DIRECTIONS – Look through the data below for the line with "real second PostgreSQL" and the line with "below. A control", then output those two and all lines in between, exactly as written.

DATA FOR PROCESSING –
PR #197, opened 2026-08-09
fix(backend): make last-admin role changes concurrency-safe (#187)

### LINKED ISSUE #187: fix(backend): make last-admin role changes concurrency-safe
## Context / problem

The last-admin guards currently check `hasOtherAdmin()` before recording a role revocation or deleting an admin. Two concurrent requests can both observe another admin and then remove both admin assignments, leaving the installation without an administrator.

This was identified while reviewing #157. The current UI exposes one selected role, while the event-sourced role model intentionally remains capable of multiple roles for future use.

## Scope

- Make admin demotion and deletion concurrency-safe.
- Preserve the event-sourced role audit trail.
- Cover simultaneous last-admin changes with a focused concurrency test.
- Keep normal role changes and future multi-role support unchanged.

## Proposed behavior

At least one active administrator must remain after any committed role-management or user-deletion transaction, including concurrent requests.

## Discussion / decisions needed

Choose the smallest reliable serialization boundary for the cross-user invariant, for example database locking or another transaction-scoped guard compatible with synchronous projectors.

## References

- PR #157
- Issue #142
- ADR-0021

Aibolit66:
Closes #187.

Stacked on #196 (`feat/141-first-admin-bootstrap`).

## What was wrong

The last-admin guards were check-then-act with nothing serializing them. `changeRole()`
called `User::hasOtherAdmin()` before recording the revocation, the model's `deleting`
hook called it again before a delete, and the bulk action compared `adminRoleCount()`
against the selection — but none of it held a lock or ran in a transaction.

On PostgreSQL's READ COMMITTED that is a straightforward TOCTOU. With admins A and B,
two simultaneous requests (delete A / delete B, or demote A / delete B) each read a
snapshot that still contains the other administrator, both pass their check, and both
commit. The installation is left with zero administrators and no way back in.

Single-request behaviour was never broken — demoting or deleting the last admin was
correctly refused. Only the interleaving was.

## What changed

`LastAdminGuard` wraps an admin-removing mutation in a transaction, takes a
transaction-scoped `pg_advisory_xact_lock` on one fixed key, runs the mutation, and then
asserts that at least one administrator remains — rolling back via `LastAdminException`
if not.

The postcondition is the important half. Checking afterwards, inside the serialized
transaction, is what makes the second request observe the first one's committed effect;
checking beforehand cannot. This is also exactly the invariant the issue asks for: at
least one administrator remains after any *committed* transaction.

A single advisory key rather than row locks, because the rows a request would lock are
precisely the ones a competing request may have just deleted, and one key cannot deadlock
against itself. SQLite serializes writers process-wide so the transaction is already the
boundary; other drivers fall back to ordered `lockForUpdate`.

Around that:

- `changeRole()` re-reads the target's roles *inside* the transaction. The old read
  happened before the check and could already be stale.
- `deleteUser()` / `deleteUsers()` on the service; the bulk one is all-or-nothing, so a
  selection can no longer be split into "some deleted, no admin left". It treats a falsey
  `delete()` as a violation, since the model's `deleting` hook vetoes by returning `false`
  rather than throwing and would otherwise commit as a silent no-op.
- The Filament `DeleteAction` and `DeleteBulkAction` route through the service via
  `->using()`. Their existing pre-checks stay as fast UI feedback.
- `DeleteBulkAction` now pins `->fetchSelectedRecords()`. It already defaulted to true,
  but both guards need real records — with it off, Filament deletes through a bare query
  and skips model events entirely.

## Tests

`LastAdminConcurrencyTest` — the invariant. Real threads cannot run against the in-memory
SQLite test database, so the competing request is replayed at the one point that matters:
while the lock is being acquired. Covers demotion, deletion, all-or-nothing bulk delete,
and that a refused change persists no stored event.

`LastAdminLockContentionTest` — the serialization itself, on a real second PostgreSQL
connection with a short `lock_timeout`. Skipped on other drivers, which is the 2 skips
below. A control test asserts the probe *can* take the lock when nothing holds it, so a
probe that always timed out could not masquerade as proof.

`UserDeleteActionTest` — the panel wiring, since `->using()` is the seam between the panel
and the service and would otherwise fail in the admin UI rather than in CI.

Each was checked against a deliberately broken implementation to confirm it fails for the
right reason: reverting the postcondition fails the demotion tests, stubbing out the lock
fails the contention test, and neutering the `->using()` closures fails the delete tests.

Full backend suite: 329 passed on SQLite (2 skipped) and 329 on PostgreSQL. Pint and
PHPStan clean. locker-client unaffected and green (210 passed).

## Dependency patches included

`docker-ghcr` was red on the audit steps for reasons unrelated to the fix above, so two
patch commits ride along (matching how the four audit fixes on #196 were handled):

- `league/commonmark` 2.8.2 -> 2.9.0. Six advisories published 2026-08-06 — five parsing
  denial-of-service issues plus an AttributesExtension unsafe-link filter bypass. It is
  transitive via `laravel/framework` (^2.8.1) and `laravel-lang/publisher` (^2.4.1), and
  2.9.0 satisfies both, so only the lock moves.
- `nanoid` 3.3.16 -> 3.3.18, reached through `vite > postcss`. The existing `postcss`
  override (`>=8.5.18`) was already satisfied by the locked 8.5.23 and so never moved;
  tightening it to `>=8.5.26` picks up postcss's own `nanoid ^3.3.17` constraint.

Both audits now exit clean, and the Docker build was verified locally against the updated
lockfiles.

## No ADR

ADR-0021 mentions the last-admin guards only as existing behaviour and never decided how
the invariant is enforced, so its decision is unchanged. The advisory lock is a reversible
implementation detail behind `LastAdminGuard`. If the pattern later gets adopted as the
house convention for cross-row invariants, that deserves its own ADR at the point there is
a second use case.


Aibolit66:
## Independent review by AI

**Scope:** delta vs `feat/141-first-admin-bootstrap` only — 10 files, +615/−24.

### Verified good

The design is the right shape for the bug. `LastAdminGuard::protect()` runs the mutation inside a transaction and checks `adminRoleCount() < 1` as a **postcondition**, not a precondition — which is the actual fix, since the reported race is two requests each reading a snapshot that still contains the other's admin. A single fixed advisory key rather than per-row locks is also the correct call, and the docblock explains why: per-row locks cannot cover rows a concurrent request is in the middle of deleting, and one key cannot deadlock against itself.

The issue's other requirements are met. `test_a_losing_role_change_leaves_no_stored_events_behind` pins the event-sourced audit trail — a rolled-back attempt must not leave orphan events. `test_bulk_deletion_is_all_or_nothing` covers the multi-user path. `attempt()` alongside `protect()` keeps Filament's "show a friendly error" flow from having to catch exceptions.

### 1. The advisory lock is never exercised by any automated run — *still live at tip*

`LastAdminLockContentionTest` skips unless the driver is `pgsql`:

```php
if (DB::connection()->getDriverName() !== 'pgsql') {
    $this->markTestSkipped('The advisory lock only applies to the PostgreSQL driver.');
}
```

But `phpunit.xml` pins tests to `sqlite`/`:memory:`, and no workflow in `.github/workflows/` provisions a postgres service. So those two tests never run — not locally, not in CI.

Concrete evidence rather than inference: running `composer test` at the stack tip reports **`Tests: 371, Assertions: 1366, Skipped: 2`**, and `LastAdminLockContentionTest` contains exactly 2 tests.

That matters more than a usual coverage gap, because the `sqlite` branch of `acquireLock()` is `null` — it does nothing, relying on SQLite serializing writers process-wide. So `LastAdminConcurrencyTest` validates the *postcondition* logic on a driver that takes no lock at all, while the mechanism production actually depends on has no passing test behind it. The guard may well be correct; it just is not demonstrated.

A postgres service on the backend test job would turn these two from decorative into load-bearing.

Related, though lower stakes: the `default` branch falls back to `lockForUpdate()` on existing admin rows, which the comment concedes is "enough while at least one admin row exists" — i.e. weaker than the pgsql path against exactly this race. Only relevant if the project ever runs on MySQL.

### Verdict

**Approve with a follow-up.** The logic is sound and the event-sourcing requirement is properly covered. The finding does not block merge — but "concurrency-safe" is a claim that deserves a test that actually runs, and right now the two tests written to prove it are the two the suite skips.

PR #403, opened 2015-08-25
Add simple overloads to DeepPointer

fatalis:
Return null as default for reference types instead of empty


fatalis:
appveyor will build fine when both this and the ASL request are merged

PR #407, opened 2015-08-29
Add MemoryWatcher - ASL "Current/Old" for DLL autosplitters

fatalis:
Rename len to numBytes in some string methods to avoid confusion


fatalis:
usage example [here](https://github.com/fatalis/LiveSplit.Dishonored/commit/073f7fc5d6749b9d750ae2be3b6d1733f1400b1f)

PR #420, opened 2015-09-06
Update Auto-Splitters.md

fatalis:
Good enough for now, will revise later.


CryZe:
Blaze it :smoking:

CryZe:
Dang, this looks really good. Good job :+1:

PR #428, opened 2015-09-12
Implement a Contextual Slideshow Component

### LINKED ISSUE #305: Implement a "Contextual Component"
This component would basically have its own layout editor and you can put other components in it. It only renders a single component at a time though and stores a queue of components that want to be rendered. Basically whenever a component invalidates, it gets stored in the queue and the next component in the queue is shown every 5 seconds or so, if there's one in the queue. Otherwise the current component stays active. A component can't be in the queue multiple times, otherwise other components would probably never be seen, if there's a component invalidating all the time.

EXERCISE SOLUTION –
`LastAdminLockContentionTest` — the serialization itself, on a real second PostgreSQL
connection with a short `lock_timeout`. Skipped on other drivers, which is the 2 skips
below. A control test asserts the probe *can* take the lock when nothing holds it, so a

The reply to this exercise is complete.